Which is a great segway into how our machine learning system works. We don't want to go into too much detail about what specific machine learning framework we're using or what models we're using but we can confirm we're using an open-source library. Above are some of the intelligence gathering methods our inference engine uses in determining whether an IP is operating as a proxy or not.
And we do want to elaborate on some of these as it may not be so obvious. For example "High Volume Actioning" due to our wide visibility over many different customer properties where they make use of our API combined with our own honeypots we're able to monitor unusual and high volume actions by singular IP Addresses, this could be signing up for many different websites, posting a lot of comments on forums and blogs, clicking on a lot of ads etc - Behaviours that are on their own not unusual but when done at a high frequency within a short time frame become suspicious.
Another we wanted to elaborate on is "Vulnerable Service Discovery". A growing number of Internet of Things (IoT) devices are being turned into proxies by criminals.

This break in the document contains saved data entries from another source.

PR #592, opened 2025-07-03
Bugfix/atr 633 dev px1031 allow to string

SENya1990:
**Changes Overview:**
- enhanced PX1031 analysis for instance methods in DACs and DAC extensions by allowing `ToString` overrides
- added `IsOverride` syntax node helper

These range from CCTV Cameras to Routers to general "smart" devices like home automation hubs, kitchen appliances and so on.
Our system during its probing and prodding of addresses discovers a great deal of compromised devices which either can be accessed by default credentials or have a vulnerability in their firmware which has yet to be patched that can allow an attacker to setup proxy serving software on the device.
Simply having a vulnerable device available isn't going to get an IP flagged as a proxy server but it does hurt that IP's reputation and it will be weighted along with the other data we have for that IP Address when the inference engine makes its final decision.
So detecting this kind of automated behaviour is extremely important and our model is designed to detect all kinds of automated behaviour through wide observation of incoming queries (combined with tag mining from our customer queries) and through our own honeypot network of fake websites, blogs, forums and more.
So we hope that you enjoyed this deep dive into our software stack. Obviously some parts we've had to hold a little close to our chest as we feel they give us a competitive edge (especially with regards to our machine learning) but we think we shared enough to give you some insight into what we're doing and how.
Thanks for reading and have a great week!